# A calculus of the absurd

#### 11.2 Derivatives of sums

Let’s suppose we have a function $$f(x) = q(x) + r(x)$$, then the derivative of $$f(x)$$ is 7272 Note that this relies on the property that the limit of two things added together is the same as the sum of the limits of the two things
$\lim _{x \to a} (z(x) + q(x)) = \lim _{x \to a} z(x) + \lim _{x \to a} q(x)$
Where $$z(x)$$ and $$q(x)$$ are any functions of $$x$$ whose limit is defined as $$x \to a$$.
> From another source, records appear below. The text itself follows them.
PR #6095, opened 2021-01-20
[sed-to-sed] support indirect transmission on mtd

Irving-cl:
This PR makes indirect transmission code also available on MTD. An abstraction of the changes:
* Change the inheritance relationship of topology classes. Add a new class `SedCapableNeighbor` and move part of data fields (for indirect transmission) from `Child` to `SedCapableNeighbor`. And let `Child` inherits `SedCapableNeighbor`.
* Add a new table `SedCapableNeighborTable` which is used to manage `SedCapableNeighbor` objects. It has different implementation on `FTD` and `MTD`. For `FTD`, this class is similar to `NeighborTable` which accesses objects actually from `ChildTable`. For `MTD`, this class maintains an array of `SedCapableNeighbor` and the `Find` methods directly accesses these objects.
* In indirect transmission modules (`IndirectSender`, `DataPollHandler`, `CslTxScheduler`, `SrcMatchController), we abstract the concept of `Child` to `SedCapableNeighbor`. All occurrences of `Child` and `ChildTable` are substituted by `SedCapableNeighbor` and `SedCapableNeighborTable`.
* Implement indirect transmission in `MeshForwarder(MTD)::SendMessage`.
* Update those macros (`OPENTHREAD_FTD`) wrapping indirect transmission related code (since they are also needed on MTD now).

Indirect transmission with MTD hasn't been tested since S2S's implementation is not included in this PR. I would post this PR first to get some general feedback for this change.


abtink:
Thanks @Irving-cl , I looked through the code and also checking the comment here:

> Add a new table `SedCapableNeighborTable` which is used to manage `SedCapableNeighbor` objects. It has different implementation on FTD and MTD. For FTD, this class is similar to NeighborTable which accesses objects actually from ChildTable. For MTD, this class maintains an array of SedCapableNeighbor and the Find methods directly accesses these objects.

Here are some thoughts/suggestion.
- I like the concept behind the new `SedCapableNeighbor` type and how it sits in the class hierarchy, `Neighbor` -> `SedCapableNeighbor` -> `Child`
  - In case of FTD `SedCapableNeighborTable` seems to be same as the `ChildTable` (uses `ChildTable` actually).
   - In case of MTD, we add something that looks like `ChildTable` again (subset of APIs that `ChildTable` provides).
- The downside that I see with adding new `SedCapableNeighbor` type  is that in a lot of places we now need to use this new type instead of `Child` type (which is big code `diff` and also makes it harder to read).
- Here is my suggestion on this:
   - How about if we continue to use `Child` type everywhere. 
   - Of course, we would need to make the distinction/definition that on MTD, a `Child` is special type of SED capable neighbor (though in the code we still use `Child` type for it and refer to it as a child).
   - Basically in MTD build, we add a new definition for `Child` type which is similar to what we now define as a `SedCapableNeighbor`.
   - And in MTD build we also include/use `ChildTable` (maybe with a subset of its methods) which then avoids the need for us to define a separate `SedCapableNeighborTable`.
   - What do you think of this approach?
  
- Another thing I noticed that this PR is adding about 5K to code size and 4K on MTD builds (NCP/FTD). I don't think it would be a good idea to add this overhead on all MTD builds (specially when the SED to SED solution is not used).
   - I suggest we add have `OT_CONFIG` flags to enable support for this on MTD build when needed.

Thoughts?

Irving-cl:
@abtink 

Thanks! Also using `Child` sounds good to me and it's simpler. My thought for using `SedCapableNeighbor` is just to clarify the 'concept' (In MTD, the neighbor is not a child technically). I think it would be ok that we still use `Child` class add document to explain these things.

I would add a flag for controlling the MTD build to enable/disable this feature and disable by default.

Irving-cl:
I opened a new PR#6120 for the new implementation.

\begin{align} \frac {df}{dx} &= \lim _{h \to 0} \frac {f(x+h) - f(x)}{h} \\ &= \lim _{h \to 0} \frac {q(x+h) + r(x+h) - q(x) - r(x)}{h} \\ &= \lim _{h \to 0} \frac {q(x+h) - q(x) + r(x+h) - r(x)}{h} \\ &= \lim _{h \to 0} \frac {q(x+h)-q(x)}{h} + \lim _{h \to 0} \frac {r(x+h)-r(x)}{h} \\ &= \frac {dq}{dx} + \frac {dr}{dx} \end{align}

That is to say that

$$\label {linearity of differentiation} \frac {d}{dx}(a(x) + b(x)) = \frac {d}{dx} (a) + \frac {d}{dx} (b)$$